[fpc-pascal] Calculating Pixels to represent 3D coordinates

James Richters james at productionautomation.net
Thu Sep 19 18:38:49 CEST 2019


Thank you for the help and suggestions with this.  After playing with the suggested formulas I was able to figure out how they work...  The solution to this is probably somewhere but I ended up just doing it myself.

I realized that Thomas' formula 
var H1 = (Y - X) * 0.86602 + ScreenOrgin_H; var V1 = (X + Y) * 0.5 - Z + ScreenOrgin_V;
was multipying by the cosine of 30 degrees for H1 and the Sine of 30 degrees for V1.... 

and Gustavo's forumla was basically the same thing but multiplying by the cosine and sine of 45 degrees...  

so I realized that all I really want to do has nothing to do with camera angles, or projections or anythng else... I just strictly need do the 3D rotations then just display the resulting X, and Y coordinate and ignore Z.       My original 2D representaion showing only X and Y is as if I am looking perfectly straight down at it.. so I can't see the Z only lines, but after I perform the 3D rotations now I can see the Z component as they end up being represented on the X and Y axis.... but I still act like I am still looking straight down at it, so I only plot X and Y.
I checked the results of my formula against my CAD program everything looks EXACTLY the same no matter how I change the rotations,  so this must be what the CAD program is doing as well.

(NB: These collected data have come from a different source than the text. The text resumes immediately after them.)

PR #65, opened 2018-07-03
Persist whether or not the nav drawer is open between page reloads

William-Unosquare:
- The drawer now uses localStorage to persist if it's open or not between page reloads.

### DIFF
--- a/web-app/src/hoc/Layout/container.js
+++ b/web-app/src/hoc/Layout/container.js
@@ -10,7 +10,7 @@ export default Wrapped =>
     constructor(props) {
       super(props);
       this.state = {
-        drawerOpen: localStorage.getItem('navDrawerOpen') == 'true' || false,
+        drawerOpen: localStorage.getItem('navDrawerOpen') == 'true',
         menuItems: [
           {
             name: 'Profile',
@@ -59,8 +59,9 @@ export default Wrapped =>
     }
 
     toggleDrawer = () => {
-      this.setState({ drawerOpen: !this.state.drawerOpen });
-      localStorage.setItem('navDrawerOpen', !this.state.drawerOpen);
+      this.setState({ drawerOpen: !this.state.drawerOpen }, () => {
+        localStorage.setItem('navDrawerOpen', this.state.drawerOpen);
+      });
     };
 
     render() {
--- a/web-app/src/hoc/Layout/container.js
+++ b/web-app/src/hoc/Layout/container.js
@@ -10,6 +10,7 @@ export default Wrapped =>
     constructor(props) {
       super(props);
       this.state = {
+        drawerOpen: localStorage.getItem('navDrawerOpen') == 'true' || false,
         menuItems: [
           {
             name: 'Profile',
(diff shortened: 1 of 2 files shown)


web-app/src/hoc/Layout/index.js
```diff
@@ -36,5 +42,7 @@ Layout.propTypes = {
   history: PT.object,
   isAuthenticated: PT.bool,
   children: PT.node,
+  drawerOpen: PT.bool,
+  toggleDrawer: PT.func,
```
d1wilko: Can we use isRequired or defaultProps going forward?

web-app/src/hoc/Layout/container.js
```diff
@@ -10,6 +10,7 @@ export default Wrapped =>
     constructor(props) {
       super(props);
       this.state = {
+        drawerOpen: localStorage.getItem('navDrawerOpen') == 'true' || false,
```
d1wilko: why `'true'` instead of `true` here?

I appreciate there may be a good reason for this, but it suggests a code smell to me at first glance

d1wilko (changes requested):
Looks good WIlliam, just two points :)

web-app/src/hoc/Layout/container.js
William-Unosquare: localStorage.getItem seems to return true as a string instead of a bool. It threw me off quite a bit too.

bgribz: I don't think there's a need for the `|| false` here

web-app/src/hoc/Layout/container.js
```diff
@@ -57,7 +58,18 @@ export default Wrapped =>
       };
     }
 
+    toggleDrawer = () => {
+      this.setState({ drawerOpen: !this.state.drawerOpen });
+      localStorage.setItem('navDrawerOpen', !this.state.drawerOpen);
```
bgribz: I think
```
this.setState(
    {drawerOpen: !this.state.drawerOpen}, () => 
    localStorage.setItem('navDrawerOpen', this.state.drawerOpen)
)
```
is safer here. Not sure we can guarantee that the state will (won't?) have been updated when setting the localStorage token.

bgribz (changes requested):

web-app/src/hoc/Layout/index.js
```diff
@@ -6,10 +6,16 @@ import { LayoutContainer, Input } from './styled';
...
+
   if (props.isAuthenticated) {
     drawer = (
       <Fragment>
-        <Input type="checkbox" id="toggle-drawer" />
+        <Input
+          type="checkbox"
+          id="toggle-drawer"
+          onChange={props.toggleDrawer}
+          checked={props.drawerOpen}
```
ghost: Probably good to destructure these props at the top plus readability for consistency across the app.

web-app/src/hoc/Layout/container.js
bgribz: Also probs best to use the strict comparison `===`

William-Unosquare: @bgribz If localStorage can't find what it's looking for it returns null. I'd rather keep the false fallback to avoid any issues cropping up from accessing null.

William-Unosquare: Would we agree on 
`drawerOpen: localStorage.getItem('navDrawerOpen') === 'true' ? true : false,`

That way there's no string being stored, and there's no null being stored in `drawerOpen`.

bgribz: But you wouldn't be setting `null`, you'd be setting the result of `null === 'true' => false`

William-Unosquare: gotcha - my head isn't in the game this morning 😄

d1wilko (approved):

bgribz (approved):

BrownMark (approved):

Here are the formula I came up with that allows me to adjust the 3 possible rotations,  A - rotating around the X axis, B rotating around the Y axis, and C rotating around the Z axis.

X1 - initial X coordinate
Y1 - initial Y coordinate
Z1 - initial Z coordinate
X2 - output  X coordinate
Y2 - output Y coordinate

//XY Rotation - only rotates X and Y around the Z axis (C Rotation)
  XC_Point := ((CoSine(C_Angle) * (X1-XC_Center)) - (Sine(C_Angle) * (Y1-YC_Center) )) + XC_Center;
  YC_Point := ((CoSine(C_Angle) * (Y1-YC_Center)) + (Sine(C_Angle) * (X1-XC_Center) )) + YC_Center;
  ZC_Point :=Z1;

//XZ Rotation - only rotates X and Z around the Y axis (B Rotation)
  XB_Point := ((CoSine(B_Angle) * (XC_Point-XB_Center)) + (Sine(B_Angle) * (ZC_Point-ZB_Center) )) + XB_Center;
  YB_Point := YC_Point;
  ZB_Point :=  ((CoSine(B_Angle) * (ZC_Point-ZB_Center)) - (Sine(B_Angle) * (XC_Point-XB_Center) )) + ZB_Center;

//YZ Rotation  - only rotates Y and Z around the X axis (A Rotation)
  XA_Point := XB_Point;
  YA_Point := ((CoSine(A_Angle) * (YB_Point-YA_Center)) - (Sine(A_Angle) * (ZB_Point-ZA_Center) )) + at YA_Center;
  ZA_Point := ((CoSine(A_Angle) * (XB_Point-XA_Center)) + (Sine(A_Angle) * (ZB_Point-ZA_Center) )) + XA_Center;     // useless to plot point, just for information
  
X2 := Scale * XA_Point+X_Offset;
Y2 := Scale * YA_Point+Y_Offset;

Notes:  

My fuctions CoSine and Sine convert the angle to radians from given degrees. 

I have my 0,0 located in the lower left hand corner, but PTC-Graph has it in the upper left corner.. I used the above formula before the section that takes care of getting it on the screen, I don't know if some adjustment would be nessecary for use on direct screen coordinates... things might end up upside down, or the rotations might need to be reversed by switching the + and - between CoSine and Sine because of this.. 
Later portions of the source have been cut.